Hatch project Documentation Status CI License Version Python-versions codecov

Scrape-schema

This library is designed to write structured, readable, reusable parsers for unstructured text data (like html, stdout or any text) and is inspired by dataclasses

Motivation

Simplifying parsers support, where it is difficult to use or the complete absence of the API interfaces and decrease lines of code

Also structuring, data serialization and use as an intermediate layer for third-party serialization libraries: json, dataclasses, pydantic, etc


Features

  • python 3.8+ support
  • decrease lines of code for your parsers
  • partial support type-casting from annotations (str, int, float, bool, list, dict, Optional)
  • interacting with values with callbacks, filters, factories
  • logging to quickly find problems in extracted values
  • optional success-attempts parse values checker from fields objects
  • standardization, modularity* of structures-parsers *If you usage schema-structures and they are separated from the logic of getting the text (stdout output, HTTP requests, etc)

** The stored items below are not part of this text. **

Issue #1608, opened 2021-04-08
Need a proposal for specialization constants on the API side.


Kangz:
WGSL has some support for specialization constants but the WebGPU API doesn't allow setting them at all so they are unusable. We should have an investigation of how specialization constants work in D3D12, Metal and Vulkan and a proposal for what it should be in WebGPU.

alan-baker:
I can take a look at this.

alan-baker:
# Proposal

Add the specification of overridable constants to GPUProgrammableStage. The new member should be a dictionary mapping the constant id to a pair of type enum (“bool”, “sint”, “uint”, or “float”) and value (specified as a double, boolean values use 0 for false and non-zero for true). It is an error if the entry point statically uses a pipeline overridable constant without an initializer and the value is not specified in the dictionary. Otherwise, specifying the values for pipeline overridable constants is optional.

```
dictionary GPUProgrammableStage {
  required GPUShaderModule module;
  required USVString entry;
  sequence<ShaderConstant> constants = [];
};

enum ShaderConstantType {
  "bool",
  "float",
  "sint",
  "uint"
};

dictionary ShaderConstants {
  required unsigned int id;
  required double value;
  required ShaderConstantType type;
};
```

A potentially simpler interface would avoid the type requirement and effectively require implementations to get that data via reflection. The reflection requirement may be annoying for native versions of the API, but I don't see much of a drawback for the web.

```dictionary GPUProgrammableStage {
  required GPUShaderModule module;
  required USVString entry;
  sequence<GPUShaderConstant> constants = [];
};

dictionary GPUShaderConstant {
  required unsigned int id;
  required double value;
};
```

# Survey

WGSL exposes pipeline overridable constants for values that are specified at pipeline creation time. They must be a scalar value (f32, i32, u32, or bool) and are associated with an id assigned by the shader author.

WebGPU needs a way to specify the values of these constants in a way that is compatible with underlying implementations.

## Vulkan

Vulkan specifies specialization constant values at pipeline creation time. Specialization constants are specified per shader in the `VkPipelineShaderStageCreateInfo` through the use of a `VkSpecializationInfo` structure. The specialization info consists of two lists, one specifying the constants’ ids, sizes and offsets into the other list, and the other specifying the data values for those constants as raw bytes.


## Metal
Metal specifies the value of function constants when creating the `MTLFunction` using a `MTLFunctionConstantValues` object. To specify the constant values, the API must be provided with the id, type and value for the constant.

[...]

PR #1678, opened 2021-04-27
Rename constant_id to override

alan-baker:
Contributes to #1608

* Renames constant_id to override and makes the parameter optional
* Updates pipeline overridable constant description to describe that the
  name can be used unless an id is specified in the attribute


kvark (approved):
looks reasonable

dneto0 (approved):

Build-in libraries parsers support:

  • re
  • bs4
  • selectolax(Modest)
  • parsel
  • selenium
  • playwright

Install

zero dependencies: regex, nested fields (and typing_extension if python < 3.11)

pip install scrape-schema

add bs4 fields

pip install scrape-schema[bs4]

add selectolax fields

pip install scrape-schema[selectolax]

add parsel fields

pip install scrape-schema[parsel]

add all fields

pip install scrape-schema[all]

Code comparison

Before scrape_schema: harder to maintain, change logic

import re
import pprint

TEXT = """
banana potato BANANA POTATO
-foo:10
-bar:20
lorem upsum dolor
192.168.0.1
"""


def parse_text(text: str) -> dict:
    if match := re.search(r"(\d{1,3}\.\d{1,3}\.\d{1,3}\.\d{1,3})", text):
        ipv4 = match[1]
    else:
        ipv4 = None

    if matches := re.findall(r"(\d+)", text):
        max_digit = max(int(i) for i in matches)
    else:
        max_digit = None

    failed_value = bool(re.search(r"(ora)", text))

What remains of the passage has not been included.